CuMnO2 nanoflakes as pH-switchable catalysts with multiple enzyme-like activities for cysteine detection

Abstract As delafossite type of metal oxide materials, CuMnO2 nanoflakes show great promise for optoelectronics applications due to their excellent optical, electric and multiferroic properties. Here, we for the first time demonstrate that CuMnO2 nanoflakes possess intrinsic activity of mimicking enzymes of peroxidase, oxidase and catalase.
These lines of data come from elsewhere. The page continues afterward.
Issue #1911, opened 2020-05-17
CLI: --validate doesn't use the same base directory


mousedownmike:
**Describe the bug**
When I run `npx mjml -w ./templates/**/*.mjml -o ./build/`, my templates are successfully generated and placed in my build directory.

When I try to validate with the same path `npx mjml --validate ./templates/**/*.mjml`, I get the following errors:
```
Line 7 of /projects/email (mj-raw) — mj-include fails to read file : ../includes/header-logo.mjml at /projects/includes/header-logo.mjml
Line 37 of /projects/email (mj-raw) — mj-include fails to read file : ../includes/footer.mjml at /projects/includes/footer.mjml
```

**To Reproduce**
1. Create a simple project with the directory structure defined below.
2. In the `confirm-sign-up.html` file incorporate the mjml tag: `<mj-include path="../includes/footer.mjml"/>`
3. In the parent directory of `templates` run: `npx mjml -w ./templates/**/*.mjml -o ./build/` and observe that  the included file is properly rendered in the calling template.
4. Again, in the parent directory of `templates` run: `npx mjml --validate ./templates/**/*.mjml` and observe the `mj-include fails to read file` errors.

** Sample Directory Structure**
```
templates/
├── cognito
│   └── confirm-sign-up.mjml
└── includes
    ├── footer.mjml
    └── header.mjml
```

**Expected behavior**
It would seem like the validation command should be able to find the same include files that the mjml command finds when it is watching.

**MJML environment (please complete the following information):**

```
npx envinfo --system --npmPackages
  System:
    OS: Linux 4.15 Ubuntu 18.04.4 LTS (Bionic Beaver)
    CPU: (8) x64 Intel(R) Core(TM) i7-8565U CPU @ 1.80GHz
    Memory: 986.20 MB / 15.32 GB
    Container: Yes
    Shell: 4.4.20 - /bin/bash
  npmPackages:
    mjml: ^4.6.3 => 4.6.3 
```

**Additional context**
I discovered the watch command that I'm using in #177

iRyusa:
Shouldn't be hard to fix this, we forgot to pass down the filePath & actualPath to the parser

PR #2011, opened 2020-08-18
Fix validate command to use the default base directory

YuriGuilherme:
This PR adds the same base directory used in the build command to the validator command.

Close: #1911


iRyusa:
👍 thanks !

PR #2015, opened 2020-08-20
remove extra argument in call to borderParser()

FelixSchwarz:
The function only takes a single argument.


iRyusa:
👍 Was probably a parseInt before

PR #2019, opened 2020-08-28
Upgrade juice

TrySound:
The new juice versions are about upgrading deps mostly.

https://github.com/Automattic/juice/releases/tag/v6.0.0
https://github.com/Automattic/juice/releases/tag/v7.0.0

The positive point is juice 7 is almost two times smaller.
https://packagephobia.com/result?p=juice@7.0.0

Mostly simplified web-resource-inliner
https://github.com/jrit/web-resource-inliner/compare/v4.3.2...v5.0.0

### DIFF
--- a/packages/mjml-core/package.json
+++ b/packages/mjml-core/package.json
@@ -26,7 +26,7 @@
     "cheerio": "1.0.0-rc.3",
     "html-minifier": "^3.5.3",
     "js-beautify": "^1.6.14",
-    "juice": "^5.2.0",
+    "juice": "^7.0.0",
     "lodash": "^4.17.15",
     "mjml-migrate": "4.7.0-beta.2",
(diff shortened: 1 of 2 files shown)


DRoet:
Looks good, but this would mean dropping node 8 on top of dropping node 6, which I would be in favor for since they are both EOL.

TrySound:
Well, they are already dropped
https://github.com/mjmlio/mjml/blob/master/.github/workflows/mjml-workflow.yml#L8

DRoet (approved):

TrySound:
Hey @kmcb777 @iRyusa What do you think?

kmcb777:
Hey @TrySound , thanks for this !
I'll include this in 4.7 right now as there's not much risk of side effects

PR #2042, opened 2020-09-24
feat(mj-accordion-text): add new attributes

brunohkbx:
This PR adds the following attributes to the component `mj-accordion-text`

1. font-weight
2. letter-spacing
3. line-height

## Motivation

Through modulating the pH value, CuMnO2 nanoflakes can catalyze the reduction of oxygen (O2) and hydrogen peroxide (H2O2) at acidic environment, and the decomposition of H2O2 to produce O2 at alkaline pH. The mechanism of their peroxidase-like activity has been proposed as the generation of hydroxyl radical ( OH). Based on the colorimetric reaction of CuMnO2 nanoflakes and the hindrance of the peroxidase-like activity in the presence of H2O2 and l -cysteine, a simple platform for l -cysteine detection with low detection limit of 11.26 μM has been developed. Compared with other bimetallic oxides, CuMnO2 nanoflakes exhibit higher sensitivity and lower detection limit towards l -cysteine. Surprisingly, the proposed method for l -cysteine estimation can also be used in milk samples. These findings pave the way for further investigation about the catalytic activity of CuMnO2 nanoflakes and make them a promising candidate for biomedical applications.